第117話 どうしよっか2
「それにしてもヤバいですね、SNSとか動画切り抜きとか」
「あ、うん。ごめんね、なんか自分だけ先だししちゃって、予定もかなり狂っちゃったし」
東条君がそう言っていたので、彼はスマホでSNSのトレンドなどを確認していることが分かった。自分もつられて動画サイトのおすすめ一覧を確認する。
【モンシコ勢歓喜】配信で切り抜かれたユキテンゲの姿、あまりにも叡智【テイムモンスター】
【配信切り忘れ】モブのオフショットがヤバすぎた! クールキャラのふと見せる優しさ【キャラ崩壊】
【三体目テイム!?】モブの所持モンスターについての面白い雑学【ヤバい/最強/ケモノ/癒し】
いつかと同じように、大量にあることない事や切り抜かれたものがアップロードされている。これに辟易してSNSやコミュニティを見ても、俺の正体に関する考察だったり、画像解析だったり、声紋解析だったり、ちょっと怖いレベルでの特定作業が続けられていた。ラインを越えた物は事務所から注意が入るものの、これはかなり恐怖を感じる。
「まあ、切り忘れは俺に直接被害は来てないんで、それはぜんぜん構わないっすけど……」
ちなみに今、休憩室には俺と東条君しかいない。だからお互いにある程度気兼ねなく話すことができた。

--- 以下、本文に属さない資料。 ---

Issue #1332, opened 2024-07-11
When a migration fails, error is not correctly printed out. Displaying "no such file or directory" instead


AssisrMatheus:
## Expected Behavior
If there's a validation issue on a migration that is scheduled to run. The according validation errors should be shown, example:
![image](https://github.com/contentful/contentful-migration/assets/12276174/064a3cb2-0fd2-443f-8f5a-19fe74f74a2a)

## Actual Behavior
Instead, a misleading, incorrect error is showing up instead:
![image](https://github.com/contentful/contentful-migration/assets/12276174/118198de-bcc2-4d15-b1ba-d5352e78d179)

```sh
Error: ENOENT: no such file or directory, open 'file:///Users/assisrmatheus/dev/perimetre/optrust-app/contentful/migrations/2024-07-11-09-24_blockCarouselItemLabel.js'
    at Object.readFileSync (node:fs:453:20)
    at renderStepsErrors (/Users/assisrmatheus/dev/perimetre/optrust-app/node_modules/contentful-migration/src/bin/lib/steps-errors.ts:37:29)
    at run (/Users/assisrmatheus/dev/perimetre/optrust-app/node_modules/contentful-migration/src/bin/cli.ts:153:24)
    at process.processTicksAndRejections (node:internal/process/task_queues:95:5)
    at migrate (/Users/assisrmatheus/dev/perimetre/optrust-app/contentful/migrate.ts:97:7) {
  errno: -2,
  code: 'ENOENT',
  syscall: 'open',
  path: 'file:///Users/assisrmatheus/dev/perimetre/optrust-app/contentful/migrations/2024-07-11-09-24_blockCarouselItemLabel.js'
}
```
I am not sure that this is mac only, but since it's the current OS I'm using. Might as well be the case. But can't discard it's also not happening on other OSs as well

This is how migrations are being ran:
```ts
const { runMigration } = await import('contentful-migration');
for (const migration of migrationsToRun) {
  const migrationModule = await import(migration.path);
  const migrationFunction = migrationModule.default;

  console.log(`Migration: ${migration.name}`);
  await runMigration({
    spaceId: process.env.CONTENTFUL_SPACE_ID,
    environmentId: process.env.CONTENTFUL_ENVIRONMENT,
    accessToken: process.env.CONTENTFUL_MANAGEMENT_API_ACCESS_TOKEN,
    yes: true,
    migrationFunction
  });
  console.log(`Migration ${migration.name} completed`);
}
```

[...]

PR #1333, opened 2024-07-11
fix: fixes `no such file or directory` when migration fails

AssisrMatheus:
## Description

Makes sure to check for a file url instead of a file path before providing it to `readFileSync`

## Motivation and Context

Fixes issue #1332


jjolton-contentful:
Thanks for the contribution @AssisrMatheus, will get this tested and released.

jjolton-contentful (approved):

PR #1458, opened 2025-01-10
feat: allow NER resource types in allowedResources

BasKiers:
## Summary

Allows custom `type` parameter in `allowedResources` to support NER

## Description

If the `type` starts with `Contentful:` we validate whether it is an allowed (internal) ResourceType and whether the additional properties are correct. If it is a custom `type` which is used by NER no additional properties are allowed.

### DIFF
--- a/test/unit/lib/offline-api/validation/payload-validation-resource-links.spec.ts
+++ b/test/unit/lib/offline-api/validation/payload-validation-resource-links.spec.ts
@@ -272,7 +272,7 @@ describe('payload validation (dependencies)', function () {
       ])
     })
 
-    it('should return an error when the type value is referencing a invalid type', async function () {
+    it('returns an error when the type value is referencing a invalid type', async function () {
       const existingCts = []
       const errors = await validateBatches(function (migration) {
         const lunch = migration.createContentType('lunch').name('Lunch').description('A Lunch')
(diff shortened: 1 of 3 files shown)


test/unit/lib/offline-api/validation/payload-validation-resource-links.spec.ts
```diff
@@ -194,35 +194,133 @@ describe('payload validation (dependencies)', function () {
...
             type: 'InvalidPayload',
             message:
               'Allowed resource at index 0 on the field "mainCourse" has an invalid property: "contentTypes" must contain at least 1 items.'
-          },
+          }
+        ]
+      ])
+    })
+
+    it('should return an error when the type value is referencing a invalid type', async function () {
```
Silhoue, line 275: nitpick: use "returns" or "should return" consistently

Silhoue (dismissed):

vikaskumr (dismissed):

test/unit/lib/offline-api/validation/payload-validation-resource-links.spec.ts
BasKiers: Yea, it's duplicated code vs my own code. I usually prefer `it('should return ..')` while the pre-existing code uses `it('returns an error')`.

I'll change it to match the wording already existent in the repo but don't think it's something we should strive to write consistently as long as the test name is clear

BasKiers: Looking at the repo there are [6 more tests](https://github.com/contentful/contentful-migration/blob/abc0a9d94aee4dba19ef4a6016ce0dbcb3ffcf1e/test/unit/lib/offline-api/validation/payload-validation-rich-text-resource-link-embeds.spec.ts#L148) that use the `'should return ..'` syntax, all written by me 🙈 I did not change them as it's not in scope of this PR.

BobHemphill76 (approved):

「うーん、でもこういう状況みると、東条君が疲れて休止しちゃう理由もわかるなあ」
「あ、そういえば、俺の休止理由もそうでしたね。最近色々あり過ぎて忘れてました」
「温泉でばったり会った時は結構疲れてそうに見えたけど、十分デトックスできたようでよかったよ」
あの時から今まで本当にいろいろあった。彼がそれを忘れるくらい当然だろう。
「先輩も疲れたりナーバスになり過ぎるくらいなら休止するといいですよ。冷静になれば見えてくるところもあると思いますし」
「うーん、ありがとう。どうしようもなくなったら考えてみる」
何にしても、俺にできるのはファフニール討伐配信に向けてしっかり仕上げる事、そして再発防止のためのマニュアルをつくることだろう。
「二人とも、東条君の話してた?」
「!?」
俺と東条君は一斉に振り返る。時計を見ると既に俺の休憩時間は終わりを迎えていて、金澤さんが後退にやってきていた。
「もしかして、あなた達……」
まずい、気をつけようって思ったばっかりなのに、迂闊な発言で正体がバレるなんて、ましてや本人が碌に返送しないままここに居たら――
「東条君のファン!?」
「……はい、そうなんですよ」
心の中でずっこけた俺に代わって、東条君は眼鏡の位置を直しつつ自信満々に答えた。